The Chancellor commented that, in many cases, the Issues for Disclosure need not be numerous, detailed or complicated. They will almost never include legal issues, or factual issues that are already capable of being fairly resolved from the documents available on initial disclosure. They also have an important function beyond the CMC, as they enable the document review to be conducted in an orderly and principled manner:

“Under standard disclosure, the test was whether a document supported or adversely affected a party’s ‘case’. This was far too general. Under the Disclosure Pilot the reviewer has defined issues against which documents can be considered. The review should be a far more clinical exercise.”

2. The approach to choosing between disclosure models

The Chancellor demonstrated how the process of choosing between disclosure models should be approached using examples from the present case. On the first issue identified above, ie how and when the second claimant succeeded the first claimant as the trading entity engaging the defendant, the Chancellor commented that the takeover of the first claimant had plainly been a complex and longwinded affair which no doubt generated much documentation, most of which would be irrelevant to the present dispute. That issue was, he said, a classic one for model C (ie request-led search-based disclosure).

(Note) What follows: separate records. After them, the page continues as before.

PR #391, opened 2025-10-26
EFA support rebased

Gregory-Pereira:
Rebased on top of (depends on): #382 
Consolidates work from: #384 #354 

Changes:

- Rename NVSHMEM_DIR to NVSHMEM_PREFIX to be consistent with how CMAKE install path conventions
- Pulling in double build stage to populate the cache for the different phases
- Support for Entitlement in UBI Cuda builder image
- Installing EFA, Building UCX against it, building nvshmem against it
- Extending NVSHMEM build script to support source from github or developer source download
- Adding `NVSHMEM_UCX_SUPPORT=1` as per: https://redhat-internal.slack.com/archives/C09HYSPUTKR/p1760401520887149?thread_ts=1760399516.357069&cid=C09HYSPUTKR

cc @wseaton @andjsmi

PR #407, opened 2025-10-30
Patch nvshmem to avoid an uninitialized value passed to RoCE

smarterclayton:
NVSHMEM does not clear a stack allocated struct `ibv_ah_attr` which is passed directly to the kernel RDMA functions. On kernels with a patch to validate the value of static_rate the create_ah() function will return EINVAL (sometimes).

When built in environments that automatically zero stack values, the library will always initialize the device to the default rate. Otherwise, it may result in the error `Unable to create ah.` especially on RoCE devices.

### DIFF
--- a/docker/packages/cuda/builder-packages.json
+++ b/docker/packages/cuda/builder-packages.json
@@ -1,7 +1,5 @@
 {
   "rhel_to_ubuntu": {
-    "libnvshmem3-cuda-${CUDA_MAJOR}-3.4.5-1": "libnvshmem3-cuda-${CUDA_MAJOR}=3.4.5-1",
-    "libnvshmem3-devel-cuda-${CUDA_MAJOR}-3.4.5-1": "libnvshmem3-dev-cuda-${CUDA_MAJOR}=3.4.5-1",
-    "libnvshmem3-static-cuda-${CUDA_MAJOR}-3.4.5-1": "libnvshmem3-static-cuda-${CUDA_MAJOR}=3.4.5-1"
+    "python3.9-devel": null
   }
 }
--- a/docker/scripts/cuda/builder/build-nvshmem.sh
+++ b/docker/scripts/cuda/builder/build-nvshmem.sh
@@ -1,5 +1,5 @@
 #!/bin/bash
-set -Eeu
+set -Eeux
 
 # builds and installs NVSHMEM from source with coreweave patch
 #
@@ -23,7 +23,13 @@ tar -xf "nvshmem_src_cuda${CUDA_MAJOR}.tar.gz"
 
 cd nvshmem_src
 
-git apply /tmp/patches/cks_nvshmem"${NVSHMEM_VERSION}".patch
+for i in /tmp/patches/cks_nvshmem"${NVSHMEM_VERSION}".patch /tmp/patches/nvshmem_zero_ibv_ah_attr_"${NVSHMEM_VERSION}".patch; do
+    if [[ -f $i ]]; then
+        git apply $i
+    else
+        echo "Unable to find patch matching nvshmem version ${NVSHMEM_VERSION}: $i"
+    fi
+done
 
 mkdir build
 cd build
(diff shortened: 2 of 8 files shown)


Gregory-Pereira:
@smarterclayton you can pull some pieces out of #391, Ive got a script and changes for the Cmake issue you are hitting, happy to sync on this or help push to this PR as well

docker/packages/cuda/builder-packages.json
```diff
@@ -1,7 +1,5 @@
 {
   "rhel_to_ubuntu": {
-    "libnvshmem3-cuda-${CUDA_MAJOR}-3.4.5-1": "libnvshmem3-cuda-${CUDA_MAJOR}=3.4.5-1",
-    "libnvshmem3-devel-cuda-${CUDA_MAJOR}-3.4.5-1": "libnvshmem3-dev-cuda-${CUDA_MAJOR}=3.4.5-1",
-    "libnvshmem3-static-cuda-${CUDA_MAJOR}-3.4.5-1": "libnvshmem3-static-cuda-${CUDA_MAJOR}=3.4.5-1"
+    "python3.9-devel": null
```
Gregory-Pereira, line 3: Is there a reason why we don't need this in ubuntu? pretty sure it needs it:

```suggestion
    "python3.9-devel": "python3.9-dev"
```

docker/scripts/cuda/builder/build-nvshmem.sh
```diff
@@ -24,6 +24,7 @@ tar -xf "nvshmem_src_cuda${CUDA_MAJOR}.tar.gz"
 cd nvshmem_src
 
 git apply /tmp/patches/cks_nvshmem"${NVSHMEM_VERSION}".patch
+git apply /tmp/patches/nvshmem_zero_ibv_ah_attr_"${NVSHMEM_VERSION}".patch
```
Gregory-Pereira: The dockerfile is meant to make nvshmem version configurable even if we are pinning to 3.3.20 for now, lets add a check to test if the version is 3.3.20 and if so apply these patches:

```suggestion
if [ "${NVSHMEM_VERSION}" = "3.3.9" ] || [ "${NVSHMEM_VERSION}" = "3.3.20" ]; then
    git apply /tmp/patches/cks_nvshmem"${NVSHMEM_VERSION}".patch
    if [ "${NVSHMEM_VERSION}" = "3.3.20" ]; then
        git apply /tmp/patches/nvshmem_zero_ibv_ah_attr_"${NVSHMEM_VERSION}".patch
    fi
fi
```

Gregory-Pereira (changes requested):
Looks great - 2 questions

docker/packages/cuda/builder-packages.json
smarterclayton: ubuntu did not need it to build successfully, because ubuntu does not have `python3.9` in its path (NVSHMEM during build logic searches the PATH for any `pythonX.Y` to find the versions).

docker/scripts/cuda/builder/build-nvshmem.sh
smarterclayton: I have that in the 3.4.5 PR, will bring it back once I know 3.4.5 compiles (#411 )

docker/packages/cuda/builder-packages.json
Gregory-Pereira: We talked about this, we don't think its needed because ubuntu doesn't have the older python still installed in path

Gregory-Pereira (dismissed):
/lgtm

docker/scripts/cuda/builder/build-nvshmem.sh
smarterclayton: Integrated now

smarterclayton: Integrated a version of this, rather

Gregory-Pereira (approved):
/lgtm

smarterclayton:
Spawned https://github.com/llm-d/llm-d/issues/412 for ubuntu.

PR #414, opened 2025-10-30
[Docs] Fix InferencePool version number getting cut off in WideEP guide

tlrmchlsmth:
Sidestep this UI issue which at least on macOS gives no indication that there's more to the line regardless of how big the window is:
 
image


Gregory-Pereira (approved):
/lgtm good call, I hate the scrolling code window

In relation to questions of breach, the parties had proposed a variety of model C and model D (ie narrow search-based disclosure) for the five breach issues they had identified. That approach, the Chancellor said, over-complicated the process. The simplest and most appropriate course was to agree model D disclosure for the breach issue(s), since that made up the central nub of the dispute. The same went for the loss issue. Much time and expense would have been saved if the parties had approached their task in this way.

3. Cooperation between the parties

The Chancellor said he had no intention of criticising the parties in this case, but wished to emphasise the need for a high level of cooperation between the parties and their representatives in agreeing the Issues for Disclosure and completing the DRD. The Disclosure Pilot is built on cooperation as its terms make clear. He added:

“It is clear that some parties to litigation in all areas of the Business and Property Courts have sought to use the Disclosure Pilot as a stick with which to beat their opponents. Such conduct is entirely unacceptable, and parties can expect to be met with immediately payable adverse costs orders if that is what has happened. No advantage can be gained by being difficult about the agreement of Issues for Disclosure or of a DRD, and I would expect judges at all levels to be astute to call out any parties that fail properly to cooperate as the Disclosure Pilot requires.”

The content of this article is intended to provide a general guide to the subject matter. Specialist advice should be sought about your specific circumstances.